▶ **Assigned task**: Show the lines of the material that contain the word "setVehicleParticipationType".

▶ **Records for this task**:
Issue #1284, opened 2021-05-28
CARMA Needs lanelet2 participant type definition for the vehicle running the system


msmcconnell:
### Types of Issue

- [ ] Anomaly report (something appears to not work correctly)
- [x] Enhancement request (describe the enhancement being requested)
- [ ] Other (please ensure the description clarifies why the issue doesn’t fall into either of the above categories)

### Descriptive summary

CARMA Uses the Lanelet2 library to define road geometries and road rules. This library defines rules using a hierarchical participant framework (for example "vehicle" would refer to all vehicles while "vehicle:car" refers to only cars). At the moment the carma-platform has no way for the user to specify the participant type currently in use(car or truck, etc). This means that the its possible for some traffic rules to be misinterpreted by the system (truck drives in cars only lane for example). A configuration parameter should be added to carma config to let the user set the participant type. This parameter then needs to be fed into all world model instances so that the default returned traffic rules have the correct participant type associated with them. 

### Carma version where this issue was discovered

develop after 3.5
### Expected behavior
See description
### Actual behavior

See description
### Steps to reproduce the actual behavior

N/A

msmcconnell:
Resolved by above PRs

PR #1415, opened 2021-08-23
Feature/lanelet2 participant type

lewisid:
# PR Details
## Description

The carma_wm repository has been modified to support processing the vehicle participation type parameter. Each relevant header file has been updated to include methods to obtain this value and process it throughout all carma world model instances.
## Related Issue

https://github.com/usdot-fhwa-stol/carma-platform/issues/1284
## Motivation and Context

CARMA Uses the Lanelet2 library to define road geometries and road rules. This library defines rules using a hierarchical participant framework (for example "vehicle" would refer to all vehicles while "vehicle:car" refers to only cars). At the moment the carma-platform has no way for the user to specify the participant type currently in use(car or truck, etc). This means that the its possible for some traffic rules to be misinterpreted by the system (truck drives in cars only lane for example). A configuration parameter should be added to carma config to let the user set the participant type. This parameter then needs to be fed into all world model instances so that the default returned traffic rules have the correct participant type associated with them.
## Types of changes

## Checklist:


carma_wm/src/CARMAWorldModel.cpp
```diff
@@ -509,7 +509,15 @@ void CARMAWorldModel::setMap(lanelet::LaneletMapPtr map, size_t map_version, boo
...
-    TrafficRulesConstPtr traffic_rules = *(getTrafficRules(lanelet::Participants::Vehicle));
+    TrafficRulesConstPtr traffic_rules;
+    if(participant_type_ == lanelet::Participants::VehicleCar)
+    {
+      traffic_rules = *(getTrafficRules(lanelet::Participants::VehicleCar));
+    }
+    else if(participant_type_ == lanelet::Participants::VehicleTruck)
+    {
+      traffic_rules = *(getTrafficRules(lanelet::Participants::VehicleTruck));
+    }
```
msmcconnell, line 520: What is the point for these if checks? Seems like this whole block is equivalent to the one liner 
```
traffic_rules = *(getTrafficRules(participant_type_ ));
```

carma_wm/src/CARMAWorldModel.cpp
```diff
@@ -572,7 +580,15 @@ void CARMAWorldModel::computeDowntrackReferenceLine()
...
-  TrafficRulesConstPtr traffic_rules = *(getTrafficRules(lanelet::Participants::Vehicle));
+  TrafficRulesConstPtr traffic_rules;
+  if(participant_type_ == lanelet::Participants::VehicleCar)
+  {
+     traffic_rules = *(getTrafficRules(lanelet::Participants::VehicleCar));
+  }
+  else if(participant_type_ == lanelet::Participants::VehicleTruck)
+  {
+     traffic_rules = *(getTrafficRules(lanelet::Participants::VehicleTruck));
+  }
```
msmcconnell, line 591: Same note as above

carma_wm/src/CARMAWorldModel.cpp
```diff
@@ -1073,6 +1090,18 @@ void CARMAWorldModel::setConfigSpeedLimit(double config_lim)
...
+void CARMAWorldModel::setVehicleParticipationType(const std::string& participant)
+{
+  if(participant == "vehicle:car")
+  {
+    participant_type_ = lanelet::Participants::VehicleCar;
+  }
+  if(participant == "vehicle:truck")
+  {
+    participant_type_ = lanelet::Participants::VehicleTruck;
+  }
```
msmcconnell, line 1102: Again not seeing the purpose of these checks. Those are type defs of strings so this should be equivalent to 
```
participant_type_ = participant;
```

carma_wm/src/WMListener.cpp
```diff
@@ -41,7 +41,11 @@ WMListener::WMListener(bool multi_thread) : worker_(std::unique_ptr<WMListenerWo
   double cL;
   nh2_.getParam("/config_speed_limit", cL);
   setConfigSpeedLimit(cL);
-  
+
+  std::string part_;
+  nh2_.getParam("/participation_type", part_);
```
msmcconnell, line 46: param name should be /vehicle_participant_type

carma_wm/src/WMListener.cpp
```diff
@@ -111,6 +115,11 @@ void WMListener::setConfigSpeedLimit(double config_lim) const
   worker_->setConfigSpeedLimit(config_lim);
 }
 
+void WMListener::setVehicleParticipationType(std::string participant) const
```
msmcconnell, line 118: Does the WMListener really need a setter for this? If the intent is to load it from the parameter in this class, I don't see why this function is necessary. It could lead to confusion for the user to have a situation where they set the value but it gets overwritten by a parameter anyway.

carma_wm/src/WMListenerWorker.cpp
```diff
@@ -425,6 +425,19 @@ double WMListenerWorker::getConfigSpeedLimit() const
...
+void WMListenerWorker::setVehicleParticipationType(std::string participant)
+{
+  if(participant == "vehicle:car")
+  {
+    participant_ = lanelet::Participants::VehicleCar;
+  }
+  if(participant == "vehicle:truck")
+  {
+    participant_ = lanelet::Participants::VehicleTruck;
+  }
```
msmcconnell, line 437: Logic block can be simplified as above

carma_wm/src/WMListenerWorker.h
```diff
@@ -115,6 +126,7 @@ class WMListenerWorker
   std::function<void()> route_callback_;
   void newRegemUpdateHelper(lanelet::Lanelet parent_llt, lanelet::RegulatoryElement* regem) const;
   double config_speed_limit_;
+  std::string participant_;
```
msmcconnell, line 129: I don't think you need to actually store the participant_ in the WMListenerWorker just forward it to the world model object.

carma_wm_ctrl/src/WMBroadcaster.cpp
```diff
@@ -1032,6 +1032,18 @@ void WMBroadcaster::setConfigSpeedLimit(double cL)
...
+void WMBroadcaster::setVehicleParticipationType(std::string participant)
+{
+  if(participant == "vehicle:car")
+  {
+    participant_ = lanelet::Participants::VehicleCar;
+  }
+  if(participant == "vehicle:truck")
+  {
+    participant_ = lanelet::Participants::VehicleTruck;
+  }
```
msmcconnell, line 1044: Can be simplified

carma_wm_ctrl/src/WMBroadcasterNode.cpp
```diff
@@ -85,6 +85,9 @@ int WMBroadcasterNode::run()
   pnh2_.getParam("/config_speed_limit", config_limit);
   wmb_.setConfigSpeedLimit(config_limit);
 
+  std::string participant;
+  pnh2_.getParam("/participation_type", participant);
```
msmcconnell, line 89: Same note about parameter name

carma_wm/include/carma_wm/CARMAWorldModel.h
```diff
@@ -176,7 +180,7 @@ class CARMAWorldModel : public WorldModel
   LaneletRoutingGraphConstPtr getMapRoutingGraph() const override;
 
   lanelet::Optional<TrafficRulesConstPtr>
-  getTrafficRules(const std::string& participant = lanelet::Participants::Vehicle) const override;
+  getTrafficRules(const std::string& participant) const override;//Participant type is sent from WMListenerWorker
```
msmcconnell, line 183: I think you ought to have two versions of this method. 
This one where the user can provide the participant type in question and therefore not use the WMListener set value.
The other should be a zero argument method which uses the default WMListener set value in the world model. 
getTrafficRules()

That will maintain API compatibility with the existing code that relied on the default parameter.

msmcconnell (changes requested):

msmcconnell:
@lewisid The build is failing on CI with error
```
/opt/carma/src/CARMAPlatform/platooning_strategic/src/platoon_strategic.cpp: In member function 'double platoon_strategic::PlatoonStrategicPlugin::findSpeedLimit(const lanelet::ConstLanelet&)':
/opt/carma/src/CARMAPlatform/platooning_strategic/src/platoon_strategic.cpp:262:96: error: call of overloaded 'getTrafficRules()' is ambiguous
                                                                                                ^
In file included from /opt/carma/src/CARMAPlatform/carma_wm/include/carma_wm/WMListener.h:23:0,
                 from /opt/carma/src/CARMAPlatform/platooning_strategic/include/platoon_strategic.h:39,
                 from /opt/carma/src/CARMAPlatform/platooning_strategic/src/platoon_strategic.cpp:20:
/opt/carma/src/CARMAPlatform/carma_wm/include/carma_wm/WorldModel.h:217:3: note: candidate: virtual lanelet::Optional<std::shared_ptr<const lanelet::traffic_rules::TrafficRules> > carma_wm::WorldModel::getTrafficRules(const string&) const
   getTrafficRules(const std::string& participant = lanelet::Participants::Vehicle) const = 0;
   ^
/opt/carma/src/CARMAPlatform/carma_wm/include/carma_wm/WorldModel.h:225:3: note: candidate: virtual lanelet::Optional<std::shared_ptr<const lanelet::traffic_rules::TrafficRules> > carma_wm::WorldModel::getTrafficRules() const
```
Looks like you need to remove the default string as it makes the function call ambiguous. Also since this is only appearing on CI and you didn't run into this while testing that makes me think you only tested one of the these two methods. Make sure both have a unit test.

PR #1416, opened 2021-08-25
Feature/freight pickup

JonSmet:
# PR Details
## Description

This PR includes updates to port_drayage_plugin that enable it to parse a received port drayage MobilityOperation message from V2XHub that instructs the system to drive to a 'PICKUP' location. Additionally, when the system arrives at the specified 'PICKUP' location, it will broadcast an arrival message to V2XHub. 

To facilitate proper port drayage state machine flow, the following updates have been made:

- Port Drayage State Machine transitions from INACTIVE to EN_ROUTE when the CARMA System is engaged for the first time (if the port_drayage_plugin is enabled from its config parameter).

▶ **Output below**:
+void CARMAWorldModel::setVehicleParticipationType(const std::string& participant)
+void WMListener::setVehicleParticipationType(std::string participant) const
+void WMListenerWorker::setVehicleParticipationType(std::string participant)
+void WMBroadcaster::setVehicleParticipationType(std::string participant)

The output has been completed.